PR #1316, opened 2026-04-27
setup + first skips

aaabdelgany:
## Description

This PR removes the beta skip flags in all of the stacks integration tests to ensure that they start running in CI. It also removes any references to stack_diagnostics#acknowledge which is something that was removed as part of the Stacks GA release and we just happened to miss it in go-tfe.

## Output from tests

```

...
```


brandonc:
We're transitioning away from the traditional integration tests in this package. Sorry to have to close this unmerged!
- - - - -
> Problem description
Each line of the material that contains the string "tests" has to be copied out.

> The answer
This PR removes the beta skip flags in all of the stacks integration tests to ensure that they start running in CI. It also removes any references to stack_diagnostics#acknowledge which is something that was removed as part of the Stacks GA release and we just happened to miss it in go-tfe.
## Output from tests
We're transitioning away from the traditional integration tests in this package. Sorry to have to close this unmerged!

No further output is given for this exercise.